The question's in the title and is easily stated, but let me try to give some details and explain why I'm interested. First, a disclaimer: if the answer's not already somewhere in the literature then it could be rather hard; I'm asking this question here because MO is luck enough to have some of the foremost experts on lacunary hyperbolic groups as active participants.

Definitions

  1. A group $\Gamma$ is non-Hopfian if there is an epimorphism $\Gamma\to\Gamma$ with non-trivial kernel.

  2. A group $\Gamma$ is lacunary hyperbolic if some asymptotic cone of $\Gamma$ is an $\mathbb{R}$-tree.

To motivate this second definition, note that a group is word-hyperbolic if and only if every asymptotic cone is an $\mathbb{R}$-tree.

Lacunary hyperbolic groups were defined and investigated in a paper of Ol'shanskii, Osin and Sapir (although examples of lacunary hyperbolic groups that are not hyperbolic already existed---I believe the first one was constructed by Simon Thomas). They construct examples that exhibit very non-hyperbolic behaviour, including torsion groups and Tarski monsters.

Question

Once again:-

Is there a non-Hopfian lacunary hyperbolic group?

Motivation

My motivation comes from logic, and the following fact.

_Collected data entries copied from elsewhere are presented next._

PR #7981, opened 2020-10-15
fix(cli): ModuleGraph2 properly handles redirects

kitsonk:
Fixes issues where both `--no-check` and `deno info` do not currently handle redirects.

### DIFF
--- a/cli/file_fetcher.rs
+++ b/cli/file_fetcher.rs
@@ -32,9 +32,6 @@ use std::sync::Arc;
 use std::sync::Mutex;
 
 /// Structure representing local or remote file.
-///
-/// In case of remote file `url` might be different than originally requested URL, if so
-/// `redirect_source_url` will contain original URL and `url` will be equal to final location.
 #[derive(Debug, Clone)]
 pub struct SourceFile {
   pub url: Url,
--- a/cli/module_graph2.rs
+++ b/cli/module_graph2.rs
@@ -161,7 +161,6 @@ fn get_version(source: &str, version: &str, config: &[u8]) -> String {
 struct Module {
   dependencies: DependencyMap,
   is_dirty: bool,
-  is_hydrated: bool,
   is_parsed: bool,
   maybe_emit: Option<Emit>,
   maybe_emit_path: Option<(PathBuf, Option<PathBuf>)>,
@@ -180,7 +179,6 @@ impl Default for Module {
     Module {
       dependencies: HashMap::new(),
       is_dirty: false,
-      is_hydrated: false,
       is_parsed: false,
       maybe_emit: None,
       maybe_emit_path: None,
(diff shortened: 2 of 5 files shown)


kitsonk:
Bit more detail about this...

ModuleGraph2 no has a hash of all the redirects and when a module is attempted to be resolved, it will keep recursively looking up any redirects until the point where it no longer gets redirected, and then attempts to look the module up in the graph.

Currently the file_fetcher simply returns the "final" Url for a fetched file, so when the module is added to the graph, it only has one potential redirect.  If in the future we surface up the entire change, that will "just work" with the graph, because of the recursive way it resolves modules.

I've tried this on my `run`/`check` migration branch and it seems to fix all the cases we have tests for.

cli/file_fetcher.rs
```diff
@@ -32,9 +32,6 @@ use std::sync::Arc;
 use std::sync::Mutex;
 
 /// Structure representing local or remote file.
-///
-/// In case of remote file `url` might be different than originally requested URL, if so
-/// `redirect_source_url` will contain original URL and `url` will be equal to final location.
```
bartlomieju, line 37: Why remove this comment?

cli/module_graph2.rs
```diff
@@ -198,51 +196,49 @@ impl Default for Module {
...
     };
-    self.maybe_version = cached_module.maybe_version;
-    self.is_dirty = false;
-    self.is_hydrated = true;
+    module
+  }
+
+  /// Return `true` if the current hash of the module matches the stored
+  /// version.
+  pub fn emit_valid(&self, config: &[u8]) -> bool {
```
bartlomieju, line 236: Nitpick - rename to `is_emit_valid()`?

cli/module_graph2.rs
```diff
@@ -666,6 +674,17 @@ impl Graph2 {
...
+  fn resolve_specifier<'a>(
+    &'a self,
+    specifier: &'a ModuleSpecifier,
+  ) -> &'a ModuleSpecifier {
+    let mut s = specifier;
+    while let Some(redirect) = self.redirects.get(s) {
+      s = redirect;
+    }
+    s
+  }
```
bartlomieju, line 686: I wonder if we should guard against infinite redirect loop here - it might already be handled in `SourceFileFetcher` tho...

bartlomieju (approved):
LGTM

cli/file_fetcher.rs
kitsonk: Because there is no `redirect_source_url`.  It was refactored out at some point and no one bothered to update the comment.

cli/module_graph2.rs
kitsonk: It isn't specifically guarded, but it would like cause errors elsewhere first (in `file_fetcher`).  I will take a look though.

kitsonk: I have guarded against infinite loops and excessive redirections... While it might be overkill, it is good to have clear logic to handle those edge cases.

PR #7987, opened 2020-10-15
fix(cli/worker): Print error stacks from the origin Worker

### LINKED ISSUE #4728: Error stack in worker missing
Currently, every error thrown in worker has no trusted stacks, but only
```
at WorkerImpl.#poll ($deno$/web/workers.ts:140:17)
```

nayeemrmn:
Fixes #4728.

cc @bartlomieju

### DIFF
--- a/cli/ops/worker_host.rs
+++ b/cli/ops/worker_host.rs
@@ -1,5 +1,6 @@
 // Copyright 2018-2020 the Deno authors. All rights reserved. MIT license.
 
+use crate::colors;
 use crate::fmt_errors::JsError;
 use crate::ops::io::get_stdio;
 use crate::permissions::Permissions;
@@ -162,6 +163,12 @@ fn run_worker_thread(
     }
 
     if let Err(e) = result {
+      eprintln!(
+        "{}: Uncaught (in worker \"{}\") {}",
+        colors::red_bold("error"),
+        name,
+        e.to_string().trim_start_matches("Uncaught "),
+      );
       sender
         .try_send(WorkerEvent::TerminalError(e))
         .expect("Failed to post message to host");
--- a/cli/ops/worker_host.rs
+++ b/cli/ops/worker_host.rs
@@ -9,7 +9,9 @@ use crate::tokio_util::create_basic_runtime;
 use crate::worker::WebWorker;
 use crate::worker::WebWorkerHandle;
 use crate::worker::WorkerEvent;
+use deno_core::error::generic_error;
 use deno_core::error::AnyError;
+use deno_core::futures::channel::mpsc;
 use deno_core::futures::future::FutureExt;
 use deno_core::serde_json;
 use deno_core::serde_json::json;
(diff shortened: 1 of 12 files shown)


bartlomieju (commented):
I think this looks great and we could land it, but want to get another pair of eyes on it

cli/ops/worker_host.rs
```diff
@@ -40,6 +51,21 @@ pub fn init(rt: &mut deno_core::JsRuntime) {
   );
   super::reg_json_sync(rt, "op_host_post_message", op_host_post_message);
   super::reg_json_async(rt, "op_host_get_message", op_host_get_message);
+  super::reg_json_sync(
+    rt,
+    "op_host_unhandled_error",
+    move |_state, args, _zero_copy| {
```
kitsonk, line 57: Was there a reason to not be consistent with the other ops and create a seperate function?

cli/ops/worker_host.rs
```diff
@@ -40,6 +51,21 @@ pub fn init(rt: &mut deno_core::JsRuntime) {
...
+      if let Some(mut sender) = sender.clone() {
+        let args: HostUnhandledErrorArgs = serde_json::from_value(args)?;
+        sender
+          .try_send(WorkerEvent::Error(generic_error(args.message)))
+          .expect("Failed to propagate error event to parent worker");
+        Ok(json!({}))
```
kitsonk, line 63: In other cases, we respond with `json!(true)` for a "non" response.

cli/tests/subdir/worker_error.ts
```diff
@@ -0,0 +1,5 @@
+function foo() {
+  throw new Error("foo");
```
kitsonk, line 2: What happens with other built-in error classes like `TypeError`, `RangeError`, `SyntaxError`?  Do we need to send more than just the error message?

kitsonk (commented):
A couple thoughts.

cli/ops/worker_host.rs
nayeemrmn: It's a closure that uses structures only safe (or convenient) to retrieve during init, not available in op context under current infrastructure. Suggested here: https://discord.com/channels/684898665143206084/684911491035430919/766354819925278750.

cli/tests/subdir/worker_error.ts
nayeemrmn: The "message" being sent is `Uncaught <error.name>: <error.message>`. This is all that's sent to the host in browsers: 
image

cli/ops/worker_host.rs
nayeemrmn, line 63:
```suggestion
        Ok(json!(true))
```

cli/tests/subdir/worker_error.ts
kitsonk: Ok, cool!

kitsonk (approved):
LGTM!

PR #7989, opened 2020-10-15
chore: separate declaration files for unstable

lucacasonato:
This PR splits the `deno.unstable` lib into `deno.shared_globals.unstable`, `deno.window.unstable`, `deno.worker.unstable`, and `deno.ns.unstable`.

This is done in preparation for the introduction of WebGPU to `--unstable` in #7977. It will add `window.navigator` and `self.navigator`, and the typings for WebGPU itself: https://gist.github.com/crowlKats/e00b0e22d7f3e7bfb003b714c1617327. It does not make sense for these to be in the current `deno.unstable` lib, because it only extends `deno.ns`, and WebGPU is a web API.


lucacasonato:
Closing for now, as there is no immediate need.

PR #7992, opened 2020-10-15
[WIP] refactor(core): better resource handling

bartlomieju:


bartlomieju:
Probably not the best approach, I need to prototype more before this PR is ready.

Proposition: A lacunary hyperbolic group is a direct limit of hyperbolic groups (satisfying a certain injectivity-radius condition).

That is to say, lacunary hyperbolic groups are limit groups over the class of all hyperbolic groups. (Note: the injectivity-radius condition means that there are other limit groups over hyperbolic groups which are not lacunary hyperbolic. I'm also interested in them.) Sela has shown that limit groups over a fixed hyperbolic group $\Gamma$ (and its subgroups) tell you a lot about the solutions to equations over $\Gamma$. For instance, his result that a sequence of epimorphisms of $\Gamma$-limit groups eventually stabilises (which implies that all $\Gamma$-limit groups are Hopfian) has the following consequence.

Theorem (Sela): Hyperbolic groups are equationally Noetherian. That is, any infinite set of equations is equivalent to a finite subsystem.

In the wake of Sela's work we have a fairly detailed understanding of solutions to equations over a given word-hyperbolic group $\Gamma$. But it's still a matter of great interest to try to understand systems of equations over all hyperbolic groups.

Pathological behaviour in lacunary hyperbolic groups should translate into pathological results about systems of equations over hyperbolic groups. A positive answer to my question would imply that the class of hyperbolic groups is not equationally Noetherian. And that would be quite interesting.

Note: This paper of Denis Osin already makes a connection between equations over a single lacunary hyperbolic group and equations over the class of all hyperbolic groups.